PR #6033, opened 2018-06-25
FIX: don't show dashboard warning when s3 settings are globally confi…

OsamaSayegh:
…gured (2)

### DIFF
--- a/config/discourse_defaults.conf
+++ b/config/discourse_defaults.conf
@@ -174,6 +174,9 @@ s3_access_key_id =
 s3_secret_access_key =
 s3_use_iam_profile = false
 s3_cdn_url =
+s3_backup_bucket =
+enable_s3_uploads =
+enable_s3_backups =
 
 
 ### rate limits apply to all sites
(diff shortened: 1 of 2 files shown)


Giacomino1:

Simone Bartolini

Giacomino1:

Simone Bartolini

config/discourse_defaults.conf
```diff
@@ -174,6 +174,9 @@ s3_access_key_id =
 s3_secret_access_key =
 s3_use_iam_profile = false
 s3_cdn_url =
+s3_backup_bucket =
```
SamSaffron: we don't need to add these though... enable_s3_uploads is implied if it is specified via globals

OsamaSayegh: Yes, but it looks like if a site doesn't specify those settings in globals then `s3_config_check` is going blow up with method undefined errors. Also tests are failing with the same error if I remove those.

SamSaffron:
OK, I went with this simpler fix for now, yeah this is hairy code. 

https://github.com/discourse/discourse/commit/330e848d4a0f8ff867ef8c52901f33b10a4ece63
^^^^
WHAT THIS TASK INVOLVES: Return each line from the entries above that includes "SamSaffron".

SOLUTION:
SamSaffron: we don't need to add these though... enable_s3_uploads is implied if it is specified via globals
SamSaffron:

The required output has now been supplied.